Niet verschoonbare termijnoverschrijding

In een familiezaak (M-2021-18) verklaarde de Tuchtcommissie klager ‘niet-ontvankelijk in zijn klacht’, zoals dat in juridisch jargon heet, ofwel: de Tuchtcommissie kwam aan de inhoudelijke behandeling van de klacht van klager niet toe. Klager had namelijk de termijn waarbinnen hij zijn klacht bij de Tuchtcommissie moet indienen, overschreden.

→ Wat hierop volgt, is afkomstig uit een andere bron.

Issue #1524, opened 2020-05-17
TypeScript: how to get type of model properties without internal fields?


DnEgorWeb:
When I create a Model Snapshot (`typeof Model.SnapshotType`) additionally to the fields of my model I get NonEmptyObject. My question is how to get just my fields?  I.g. I have a Model:
```
MyModel = types.model('MyModel', {
  field_one: types.maybeNull(types.string),
  field_two: types.maybeNull(types.string),
})

export type MyModelType = typeof MyModel.Type
export type MyModelSnapshot = typeof MyModel.SnapshotType
```
Then if I want to type an object which contains properties from the model I do the following:
```
const myObject: Record<
  keyof MyModelSnapshot,
  { firstValue: string; secondValue: string; }
>  = {
  field_one: { firstValue: 'mock'; secondValue: 'mock; },
  field_two: { firstValue: 'mock'; secondValue: 'mock; },
}
```
And I get TS error on this object `Property '[$nonEmptyObject]' is missing in type { field_one: { firstValue: "mock"; secondValue: "mock"; }; field_two: { firstValue: "mock"; secondValue: "mock"; }; }`

DnEgorWeb:
As a workaround I applied Omit< MyModelSnapshot , symbol>

cmdcolin:
thanks so much for posting this fix!

just a note: I had a similar question here https://github.com/mobxjs/mobx-state-tree/discussions/1699

coolsoftwaretyler:
Hey @DnEgorWeb - thanks for putting this issue together and posting your workaround.

I think this is part of an underlying issue with the MobX-State-Tree TypeScript typings, so I'm going to label it as such and keep this open while the maintainers put together some priorities.

If you're interested in pitching in on the effort, I'd be happy to chat. But it's been a few years here so no worries if it's not on your radar anymore. We appreciate what you've already done here for us!

PR #2152, opened 2024-02-25
Eliminate `NonEmptyObject`

thegedge:

Resolves https://github.com/mobxjs/mobx-state-tree/issues/1524

`NonEmptyObject` was introduced in https://github.com/mobxjs/mobx-state-tree/pull/1269 to prevent passing in any object to a model type that had no props.

Although this works great, some people have found it harder to work with because now `keyof typeof MyModelType` now has this extra key they have to deal with. One could intersect that type with `string`, but it's unfortunate that users have to do this.

Instead, we use `Record<string, never>` which can only be represented by an empty object literal. Snapshot preprocessors also had to be tweaked because they can emit properties that aren't known to them in the case of composition with other types.

## Steps to validate locally

New test added to prove this works, and ran the existing test suite to ensure no breakages.

### DIFF
--- a/__tests__/core/type-system.test.ts
+++ b/__tests__/core/type-system.test.ts
@@ -1179,11 +1179,49 @@ test("object creation with no props", () => {
 
   MyType.create()
   MyType.create({})
-  MyType.create({ [Symbol("test")]: 5 })
 
-  // @ts-expect-error
-  MyType.create({ test: 5 })
+  // Instances can be created with their own instance type
+  MyType.create(MyType.create())
 
-  // @ts-expect-error
-  MyType.create({ another: 5 })
+  // TODO @ts-expect-error -- symbols aren't props (but may be one day)
+  // This currently is allowed, because excess property checking doesn't happen against symbols.
+  // See https://github.com/microsoft/TypeScript/issues/44794
+  true || MyType.create({ [Symbol("test")]: 5 })
+
+  // @ts-expect-error -- this is a view, not a prop
+  true || MyType.create({ test: 5 })
+
+  // @ts-expect-error -- unknown prop
+  true || MyType.create({ another: 5 })
+})
+
+test("object creation when composing with a model with no props", () => {
+  const EmptyType = types.model().views((_self) => ({
+    get test() {
+      return 5
+    }
+  }))
+
+  const NonEmptyType = types.model({
+    value: types.optional(types.number, 0),
+    negate: types.boolean
+  })
+
+  const Composed = types.compose(EmptyType, NonEmptyType)
+
+  Composed.create({ negate: true })
+  Composed.create({ negate: false })
+  Composed.create({ value: 5, negate: true })
+
+  // Instances can be created with their own instance type
+  Composed.create(Composed.create({ negate: true }))
+
+  // @ts-expect-error -- symbols aren't props (but may be one day)
+  true || Composed.create({ [Symbol("test")]: 5 })
+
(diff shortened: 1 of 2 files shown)


__tests__/core/type-system.test.ts
```diff
@@ -1151,7 +1150,6 @@ test("maybe / optional type inference verification", () => {
   assertTypesEqual(
     _ as ITC,
     _ as {
-      [$nonEmptyObject]?: any
```
coolsoftwaretyler, line 1154: **praise:** @thegedge - it's very exciting to me to see this gone, this makes the test a lot easier to understand, from my perspective.

__tests__/core/type-system.test.ts
```diff
@@ -1172,3 +1169,21 @@ test("maybe / optional type inference verification", () => {
...
+test("object creation with no props", () => {
+  const MyType = types.model().views((_self) => ({
+    get test() {
+      return 5
+    }
+  }))
+
+  MyType.create()
+  MyType.create({})
+  MyType.create({ [Symbol("test")]: 5 })
```
coolsoftwaretyler, line 1182: **suggestion:** @thegedge - this is a little unintuitive to me. What do you think about dropping a comment here about why this works (it would also help me understand, myself lol)

src/types/complex-types/model.ts
```diff
@@ -56,7 +56,6 @@ import {
   assertArg,
   FunctionWithFlag
 } from "../../internal"
-import { ComputedValue } from "mobx/dist/internal"
```
coolsoftwaretyler, line 59: **praise:** @thegedge - it's very exciting to me that we can remove this import, which feels like a code smell, importing from MobX internals directly.

coolsoftwaretyler (commented):
Hey @thegedge - this is awesome!

CI seems to be failing, but it passes locally for me (as you said it did for you, too). I tried re-running, but no luck.

I'm about to turn in for the night, but I can take a look tomorrow and see if I can figure out what's blocking CI.

Once that passes, I'll probably merge into `master`, and ship it as part of the pre-release build alongside https://github.com/mobxjs/mobx-state-tree/pull/2151.

Thanks again, this is awesome!

__tests__/core/type-system.test.ts
thegedge: Actually, I should have prompted a question here. My bad!

Would we like this to also fail? I can definitely put in the work to make it so, but curious what you think? I do recall seeing an issue about supporting symbol keys for props, so I could make this fail in anticipation of that.

thegedge:
> CI seems to be failing, but it passes locally for me (as you said it did for you, too). I tried re-running, but no luck.

Yeah, looks like it's typechecking locally, but not when I open the specific file. I think this is some misconfiguration of `tsconfig.json` (I'll follow up with a PR to deal with that).

thegedge:
Looks like that last attempt failed too. I'll keep poking. It's possible that we ended up at this `$nonEmptyObject` solution because it was the only one to satisfy all of the requirements (baked into the existing tests).

__tests__/core/type-system.test.ts
thegedge: I think we should make this fail. I just realized this fails for the case where an object does have props, so we should stay consistent!

thegedge:
Fixed. Added in some more checks and comments to hopefully help explain things.

coolsoftwaretyler:
LGTM! Thanks again for all the hard work.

In het Reglement Stichting Tuchtrechtspraak Mediators (hierna: het “Reglement”) is bepaald dat een klacht bij de Tuchtcommissie moet zijn ingediend binnen 18 maanden na beëindiging van de mediation. Er bestond geen misverstand over de vraag wanneer de mediation was beëindigd, namelijk op 26 juni 2019. Maar klager diende zijn klacht pas op 19 september 2021 in, ofwel ruim 8 maanden na het verloop van die termijn van 18 maanden. Hoewel de Tuchtcommissie een zekere mate van vrijheid heeft overschrijding van de klachttermijn door de vingers te zien, meende zij dat dat in deze zaak te ver zou gaan.[1]

Klager beriep zich in dit verband in de eerste plaats op het feit dat hij was afgegaan op de termijn zoals indertijd nog genoemd (maar nu verwijderd is) op de website mediationtuchtrecht.nl, namelijk dat een klacht bij de Tuchtcommissie zou moeten worden ingediend binnen 6 maanden na de klachtbehandeling bij het MfN-register. Maar hier volgde de Tuchtcommissie de mediator in haar verweer dat, ook al zou die termijn moeten worden gehanteerd, klager ook ruim 5 maanden te laat was met indiening van zijn klacht bij de Tuchtcommissie. De klachtprocedure bij het MfN-register was namelijk op 5 oktober 2021 beëindigd.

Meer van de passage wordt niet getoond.